#### TASK INSTRUCTIONS
Below are some records; output exactly the lines from the line with "if req.creation_date.elapsed().as_secs() < 60 * 60" to the line with "errors = ValidationErrors::new();", both ends kept, and nothing more.

Stored data entries:
■ ■ ■ ■ ■ ■ ■

PR #446, opened 2019-02-15
Update nodeinfo

### LINKED ISSUE #433: Nodeinfo improvements and fix
Plume version (and/or commit): latest

Fix:
- Nodeinfo `software.name` should be lowercase
- `openRegistrations` seems to always be true even if deactivated

Improvements:
Add some metadata:
- `nodeName`: instance name
- `nodeDescription`: instance short description

zcdunn:
Fix #433

I added the repo link to Cargo.toml so that `software.repository` could be configurable like @rhaamo suggested. I don't know if it's ok to include `software.repository` without bumping the schema version, but I didn't know if that would break any clients that parse nodeinfo with a hardcoded schema version.

### DIFF
--- a/Cargo.toml
+++ b/Cargo.toml
@@ -2,6 +2,7 @@
 authors = ["Plume contributors"]
 name = "plume"
 version = "0.2.0"
+repository = "https://github.com/Plume-org/Plume"
 
 [dependencies]
 activitypub = "0.1.3"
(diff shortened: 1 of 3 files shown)


rhaamo:
`software.repository` is nodeinfo 2.1 only, you can however have 2.0 and 2.1 side by side, only the json for 2.1 will returns the repository key.

But that will introduce another thing to do, plume use `https://xxx/nodeinfo` so it would need to became `https://xxx/nodeinfo/version` or something like that.

keeping 2.0 would be good anyway for compatibility.

and for the schema version, if you add repository in a 2.0 version it will break on any parser forcing a validation, since 2.0 schema doesn't allow repository.

zcdunn:
Ok. I'll update that. Is it ok to make it two separate endpoints, `/nodeinfo/2.0` and `/nodeinfo/2.1` since those are the only ones we provide or should the version be parameterized?

BaptisteGelez:
Thank you! For the versions, adding a parameter in the route could indeed do the job. And I'm not sure the `json!` macro allows it, but if possible only add the repository field if the requested version is 2.1

PR #448, opened 2019-02-24
Password reset

### LINKED ISSUE #298: Password reset

BaptisteGelez:
There is now a link on the login page if you forgot your password. It redirects you to a page asking your email address. An email containing a password reset link will be sent to this address if someone registered with this address. The link is only valid for 15 minutes.

I used the `lettre` crate for mail finally since I didn't find a way to set a subject with `mailstrom` (which is very weird). It also allowed me to implement a debug mail sender, that can be enabled with `--feature debug-mailer` and that will log mails instead of actually sending them.

~~I should also document the new configuration options for the mail server.~~ Done (but I can still modify it again if you don't like the current approach)

Fixes #298

### DIFF
--- a/src/routes/session.rs
+++ b/src/routes/session.rs
@@ -1,4 +1,4 @@
-use lettre::EmailTransport;
+use lettre::Transport;
 use rocket::{
     State,
     http::{Cookie, Cookies, SameSite, uri::Uri},
@@ -162,7 +162,7 @@ pub fn password_reset_request(
             i18n!(intl.catalog, "Here is the link to reset your password: {0}"; link)
         ) {
             match *mail.lock().unwrap() {
-                Some(ref mut mail) => { mail.send(&message).map_err(|_| eprintln!("Couldn't send password reset mail")).ok(); }
+                Some(ref mut mail) => { mail.send(message.into()).map_err(|_| eprintln!("Couldn't send password reset mail")).ok(); }
                 None => {}
             }
         }
--- a/src/routes/session.rs
+++ b/src/routes/session.rs
@@ -156,14 +156,15 @@ pub fn password_reset_request(
         });
 
         let link = format!("https://{}/password-reset/{}", *BASE_URL, id);
-        let message = build_mail(
+        if let Some(message) = build_mail(
             form.email.clone(),
             i18n!(intl.catalog, "Password reset"),
             i18n!(intl.catalog, "Here is the link to reset your password: {0}"; link)
-        );
-        match *mail.lock().unwrap() {
-            Some(ref mut mail) => { mail.send(&message).map_err(|_| eprintln!("Couldn't send password reset mail")).ok(); }
-            None => {}
+        ) {
+            match *mail.lock().unwrap() {
+                Some(ref mut mail) => { mail.send(&message).map_err(|_| eprintln!("Couldn't send password reset mail")).ok(); }
+                None => {}
+            }
         }
     }
     render!(session::password_reset_request_ok(
@@ -213,10 +214,10 @@ pub fn password_reset(
     form.validate()
         .and_then(|_| {
             let mut requests = requests.lock().unwrap();
-            let req = requests.iter().find(|x| x.id == token.clone()).expect("Couldn't find the password reset request").clone();
+            let req = requests.iter().find(|x| x.id == token.clone()).ok_or(to_validation(0))?.clone();
             if req.creation_date.elapsed().as_secs() < 60 * 60 * 2 { // Reset link is only valid for 2 hours
                 requests.retain(|r| *r != req);
-                let user = User::find_by_email(&*conn, &req.mail).expect("User not found");
+                let user = User::find_by_email(&*conn, &req.mail).map_err(to_validation)?;
                 user.reset_password(&*conn, &form.password).ok();
                 Ok(Redirect::to(uri!(new: m = i18n!(intl.catalog, "Your password was successfully reset."))))
             } else {
@@ -230,4 +231,14 @@ pub fn password_reset(
                 err
             ))
         })
+}
+
+fn to_validation<T>(_: T) -> ValidationErrors {
+    let mut errors = ValidationErrors::new();
+    errors.add("", ValidationError {
+        code: Cow::from("server_error"),
+        message: Some(Cow::from("An unknown error occured")),
+        params: std::collections::HashMap::new()
+    });
+    errors
 }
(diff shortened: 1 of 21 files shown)


src/routes/session.rs
```diff
@@ -101,3 +106,112 @@ pub fn delete(mut cookies: Cookies) -> Redirect {
...
+pub fn password_reset(
+    conn: DbConn,
+    intl: I18n,
+    token: String,
+    requests: State<Arc<Mutex<Vec<ResetRequest>>>>,
+    form: Form<NewPasswordForm>
+) -> Result<Redirect, ErrorPage> {
+    let requests = requests.lock().unwrap();
+    let req = requests.iter().find(|x| x.id == token.clone()).ok_or(Error::NotFound)?;
+    if req.creation_date.elapsed().as_secs() < 60 * 15 { // Reset link is only valid for 15 minutes
```
fdb-hiroshima: 15 minutes seems shorts, I'd advise something like 1 or 2 hours instead, mails can be long to transmit

src/routes/session.rs
```diff
@@ -101,3 +106,112 @@ pub fn delete(mut cookies: Cookies) -> Redirect {
...
+    intl: I18n,
+    mail: State<Arc<Mutex<Mailer>>>,
+    form: Form<ResetForm>,
+    requests: State<Arc<Mutex<Vec<ResetRequest>>>>
+) -> Ructe {
+    if User::find_by_email(&*conn, &form.email).is_ok() {
+        let id = plume_common::utils::random_hex();
+        {
+            let mut requests = requests.lock().unwrap();
+            requests.push(ResetRequest {
```
fdb-hiroshima: to prevent the `State<...>` from growing up in memory (basically be a memory leak), you should filter and eliminate old entries either with the internal scheduler, or somewhere like here

fdb-hiroshima: you should check if there haven't already be a link sent recently, otherwise one might use it to spam a user by sending them many reset links

src/routes/session.rs
```diff
@@ -101,3 +105,139 @@ pub fn delete(mut cookies: Cookies) -> Redirect {
...
+
+#[post("/password-reset", data = "<form>")]
+pub fn password_reset_request(
+    conn: DbConn,
+    intl: I18n,
+    mail: State<Arc<Mutex<Mailer>>>,
+    form: Form<ResetForm>,
+    requests: State<Arc<Mutex<Vec<ResetRequest>>>>
+) -> Ructe {
+    if User::find_by_email(&*conn, &form.email).is_ok() && requests.lock().unwrap().iter().find(|x| x.mail == form.email.clone()).is_none() {
```
fdb-hiroshima: You should maintain the lock instead of locking and unlocking many times

fdb-hiroshima: I think using ! .any(|x|...) would be easier to read

src/routes/session.rs
```diff
@@ -101,3 +105,139 @@ pub fn delete(mut cookies: Cookies) -> Redirect {
...
+        {
+            let mut requests = requests.lock().unwrap();
+            requests.push(ResetRequest {
+                mail: form.email.clone(),
+                id: id.clone(),
+                creation_date: Instant::now(),
+            });
+        }
+        // Remove outdated requests (more than 1 day old) to avoid the list to grow too much
+        let to_remove = {
```
fdb-hiroshima: you should remove before checking if there is already an entry, otherwise one asking for a second reset link after, says, 12 hours, won't get it's mail. Also this mean the vec is cleaned only when a valid request is made, so if nobody else request a password reset, one wont ever get unlocked

fdb-hiroshima: Instead of building a Vec, then "substracting" if from the one stored, building directly the right one and mem::replace-ing it seems easier to read, and don't require to enable another feature
(snippet : 
```rust
let a = Mutex::new(vec![1,2,3]);
std::mem::replace(&mut *a.lock().unwrap(), vec![4,5,6]);
```

src/routes/session.rs
```diff
@@ -101,3 +105,139 @@ pub fn delete(mut cookies: Cookies) -> Redirect {
...
+            let lock = requests.lock().unwrap();
+            lock.clone().into_iter()
+                .filter(|r| r.creation_date.elapsed().as_secs() > 24 * 60)
```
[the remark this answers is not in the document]
BaptisteGelez: Oops looks like I don't know how time is working :grimacing:

src/routes/session.rs
BaptisteGelez: I can't because I need to borrow it both mutably and immutably and Rust won't let me do that. But maybe there is a solution to do it I didn't find?

fdb-hiroshima: I've removed a lot of code, but here is a poc of how I would do it (and some other things, trashing old things sooner and don't use the feature) https://play.rust-lang.org/?version=nightly&mode=debug&edition=2018&gist=2c32af184c99ff62ee99f94aa2e4fa13
Sadly I can't compile this branch so I can't give you a clean commit, but it should put you on the right track

src/routes/session.rs
fdb-hiroshima: (I found a better way to do it, see the link to the playground)

src/routes/session.rs
```diff
@@ -101,3 +105,129 @@ pub fn delete(mut cookies: Cookies) -> Redirect {
...
+pub fn password_reset_request(
+    conn: DbConn,
+    intl: I18n,
+    mail: State<Arc<Mutex<Mailer>>>,
+    form: Form<ResetForm>,
+    requests: State<Arc<Mutex<Vec<ResetRequest>>>>
+) -> Ructe {
+    let mut requests = requests.lock().unwrap();
+    // Remove outdated requests (more than 1 day old) to avoid the list to grow too much
+    requests.retain(|r| r.creation_date.elapsed().as_secs() < 24 * 60 * 6);
```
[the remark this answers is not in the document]
igalic: why is math so hard? why are there no `as_minutes()` and `as_hours()` functions?!??

fdb-hiroshima:
It doesn't seems to compile with debug-mailer on

BaptisteGelez:
Already done :grin:, see https://docs.joinplu.me/environment/ and https://docs.joinplu.me/installation/config/

fdb-hiroshima:
Mb, I did not check it before. I think however Docker documentation should be updated, as it says only 2 vars need changes, whereas MAIL_* do too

■ ■ ■ ■ ■ ■ ■

#### RESULT FOR THIS EXERCISE
             if req.creation_date.elapsed().as_secs() < 60 * 60 * 2 { // Reset link is only valid for 2 hours
                 requests.retain(|r| *r != req);
-                let user = User::find_by_email(&*conn, &req.mail).expect("User not found");
+                let user = User::find_by_email(&*conn, &req.mail).map_err(to_validation)?;
                 user.reset_password(&*conn, &form.password).ok();
                 Ok(Redirect::to(uri!(new: m = i18n!(intl.catalog, "Your password was successfully reset."))))
             } else {
@@ -230,4 +231,14 @@ pub fn password_reset(
                 err
             ))
         })
+}
+
+fn to_validation<T>(_: T) -> ValidationErrors {
+    let mut errors = ValidationErrors::new();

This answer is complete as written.